DATA FOR THE TASK:

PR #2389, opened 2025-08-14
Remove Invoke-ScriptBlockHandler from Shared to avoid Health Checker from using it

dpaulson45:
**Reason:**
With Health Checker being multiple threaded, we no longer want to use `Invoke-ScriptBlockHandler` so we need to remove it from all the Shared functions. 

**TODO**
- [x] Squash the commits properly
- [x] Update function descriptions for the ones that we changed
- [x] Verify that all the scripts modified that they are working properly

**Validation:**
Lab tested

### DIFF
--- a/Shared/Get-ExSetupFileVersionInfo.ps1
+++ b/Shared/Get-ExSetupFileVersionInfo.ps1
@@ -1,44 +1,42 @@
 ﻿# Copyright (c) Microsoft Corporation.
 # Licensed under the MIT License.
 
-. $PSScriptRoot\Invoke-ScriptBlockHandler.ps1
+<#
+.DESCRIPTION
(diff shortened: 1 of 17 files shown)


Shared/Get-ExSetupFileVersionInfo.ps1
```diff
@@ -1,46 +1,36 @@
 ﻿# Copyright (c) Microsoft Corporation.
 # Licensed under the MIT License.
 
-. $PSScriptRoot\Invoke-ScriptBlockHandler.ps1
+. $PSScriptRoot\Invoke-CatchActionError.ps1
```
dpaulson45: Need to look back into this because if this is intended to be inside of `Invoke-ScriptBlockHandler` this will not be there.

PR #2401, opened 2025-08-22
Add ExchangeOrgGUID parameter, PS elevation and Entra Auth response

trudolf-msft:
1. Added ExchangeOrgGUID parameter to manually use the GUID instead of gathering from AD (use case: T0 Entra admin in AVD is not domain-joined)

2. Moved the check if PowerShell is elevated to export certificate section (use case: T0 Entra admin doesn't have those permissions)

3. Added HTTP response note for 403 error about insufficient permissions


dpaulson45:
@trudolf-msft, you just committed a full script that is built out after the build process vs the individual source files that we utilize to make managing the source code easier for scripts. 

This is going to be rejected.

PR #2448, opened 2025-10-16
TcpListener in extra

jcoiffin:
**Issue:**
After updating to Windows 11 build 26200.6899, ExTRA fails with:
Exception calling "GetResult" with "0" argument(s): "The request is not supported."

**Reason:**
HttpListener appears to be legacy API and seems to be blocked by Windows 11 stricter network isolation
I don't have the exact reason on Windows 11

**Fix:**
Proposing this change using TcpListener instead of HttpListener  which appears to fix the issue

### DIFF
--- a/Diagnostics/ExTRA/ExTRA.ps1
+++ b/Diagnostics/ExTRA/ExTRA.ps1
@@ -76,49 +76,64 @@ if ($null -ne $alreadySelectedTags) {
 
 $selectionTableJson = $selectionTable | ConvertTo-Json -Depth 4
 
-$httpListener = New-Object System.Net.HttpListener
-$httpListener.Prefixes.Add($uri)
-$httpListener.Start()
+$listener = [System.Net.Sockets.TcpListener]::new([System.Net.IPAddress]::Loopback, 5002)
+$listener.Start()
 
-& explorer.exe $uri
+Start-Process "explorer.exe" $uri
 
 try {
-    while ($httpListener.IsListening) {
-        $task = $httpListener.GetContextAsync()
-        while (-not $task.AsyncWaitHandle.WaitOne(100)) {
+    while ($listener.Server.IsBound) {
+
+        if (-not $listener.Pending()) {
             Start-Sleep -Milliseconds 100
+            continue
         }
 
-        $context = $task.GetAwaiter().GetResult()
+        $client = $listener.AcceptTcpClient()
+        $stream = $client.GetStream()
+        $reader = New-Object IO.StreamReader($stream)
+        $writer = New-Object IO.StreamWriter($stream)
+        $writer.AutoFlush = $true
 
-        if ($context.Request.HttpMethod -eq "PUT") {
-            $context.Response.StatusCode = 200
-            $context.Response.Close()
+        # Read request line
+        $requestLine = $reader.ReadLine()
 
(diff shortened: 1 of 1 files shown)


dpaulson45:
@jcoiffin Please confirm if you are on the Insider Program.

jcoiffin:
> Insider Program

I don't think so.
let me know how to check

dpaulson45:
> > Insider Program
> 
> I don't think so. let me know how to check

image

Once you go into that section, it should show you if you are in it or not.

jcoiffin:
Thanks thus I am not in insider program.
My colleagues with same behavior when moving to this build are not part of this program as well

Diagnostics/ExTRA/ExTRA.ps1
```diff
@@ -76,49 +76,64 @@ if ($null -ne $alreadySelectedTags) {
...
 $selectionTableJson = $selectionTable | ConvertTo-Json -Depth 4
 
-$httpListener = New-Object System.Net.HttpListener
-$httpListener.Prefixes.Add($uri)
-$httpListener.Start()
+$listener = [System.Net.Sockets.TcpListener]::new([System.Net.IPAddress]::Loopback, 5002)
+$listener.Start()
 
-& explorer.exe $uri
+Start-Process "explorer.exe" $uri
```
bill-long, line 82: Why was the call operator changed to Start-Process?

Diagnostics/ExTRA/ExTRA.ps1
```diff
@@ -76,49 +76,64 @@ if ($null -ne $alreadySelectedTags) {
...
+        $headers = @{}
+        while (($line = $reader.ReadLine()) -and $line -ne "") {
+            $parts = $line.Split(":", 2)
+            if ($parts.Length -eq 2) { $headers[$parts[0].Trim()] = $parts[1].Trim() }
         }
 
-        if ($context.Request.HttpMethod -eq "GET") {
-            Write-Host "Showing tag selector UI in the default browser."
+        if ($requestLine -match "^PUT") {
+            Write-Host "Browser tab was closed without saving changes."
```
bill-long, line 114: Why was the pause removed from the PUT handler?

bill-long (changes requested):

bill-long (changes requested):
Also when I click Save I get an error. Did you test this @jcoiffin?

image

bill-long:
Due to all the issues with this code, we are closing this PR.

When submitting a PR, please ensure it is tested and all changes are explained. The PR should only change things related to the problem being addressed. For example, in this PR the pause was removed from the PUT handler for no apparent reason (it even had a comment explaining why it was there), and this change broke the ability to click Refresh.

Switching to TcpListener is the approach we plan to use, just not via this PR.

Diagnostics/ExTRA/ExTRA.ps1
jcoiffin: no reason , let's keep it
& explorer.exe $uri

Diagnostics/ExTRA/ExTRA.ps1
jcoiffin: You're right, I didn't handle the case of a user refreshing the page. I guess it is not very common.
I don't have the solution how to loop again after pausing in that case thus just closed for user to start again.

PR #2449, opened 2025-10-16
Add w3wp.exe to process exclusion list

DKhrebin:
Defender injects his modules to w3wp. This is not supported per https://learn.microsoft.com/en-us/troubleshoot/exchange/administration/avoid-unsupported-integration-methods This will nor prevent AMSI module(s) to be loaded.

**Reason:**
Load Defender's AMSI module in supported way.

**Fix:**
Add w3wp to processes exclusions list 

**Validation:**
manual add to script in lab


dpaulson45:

YOUR ASSIGNMENT:
Copy each line of the listing that contains "thus".

SOLUTION TO THE EXERCISE:
Thanks thus I am not in insider program.
I don't have the solution how to loop again after pausing in that case thus just closed for user to start again.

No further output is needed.